# [ACTION ITEM]
Search the material for "json" and show all lines that contain it.

(DATA SHOWN begins)

PR #7260, opened 2024-08-28
Script Modules: Do not print importmap polyfill

swissspidy:
Trac ticket: https://core.trac.wordpress.org/ticket/60970

---

### DIFF
--- a/package-lock.json
+++ b/package-lock.json
@@ -79,7 +79,6 @@
 				"clipboard": "2.0.11",
 				"core-js-url-browser": "3.6.4",
 				"element-closest": "^3.0.2",
-				"es-module-shims": "1.8.2",
 				"formdata-polyfill": "4.0.10",
 				"hoverintent": "2.2.1",
 				"imagesloaded": "5.0.0",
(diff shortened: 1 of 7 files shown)


desrosj:
@swissspidy Is there any reason not to remove the other changes in the related commit? It looks like the `wp-polyfill-importmap` handle is not being used anywhere, and the `es-module-shims` dependency where `wp-polyfill-importmap` is built from also appears not to be used.

swissspidy:
Historically we haven't removed old polyfills even though they are no longer used. There's still a bunch of them registered here:

https://github.com/WordPress/wordpress-develop/blob/324aeb7485b800aef96d4c68b9f1ca36dbca1b7c/src/wp-includes/script-loader.php#L90-L126

If we look at them holistically I wouldn't mind cleaning up a little and replace the scripts with blanks or something.

This way we could tidy up `package.json` and our build script a bit as well.

Or are you suggesting only removing this one completely, because it's so new and probably completely unused? And leave the rest as-is?

desrosj:
> Or are you suggesting only removing this one completely, because it's so new and probably completely unused? And leave the rest as-is?

Correct. There's only [5 occurrences of this script handle in the plugin directory](https://wpdirectory.net/search/01J6CPFGG78CHW8AQ9AT3AGGQK), 2 of which are Gutenberg itself. I'd love to not have another obscure polyfill to update every four-ish months.

I'd be open to reviewing this policy more holistically. But should probably do that separately.

swissspidy:
And one of them is from a broken translation file that contains a 404 page's HTML markup 😅 

Just pushed these changes now

desrosj (approved):

swissspidy:
Committed in https://core.trac.wordpress.org/changeset/58952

(DATA SHOWN ends)

# [EXERCISE RESPONSE]
--- a/package-lock.json
+++ b/package-lock.json
This way we could tidy up `package.json` and our build script a bit as well.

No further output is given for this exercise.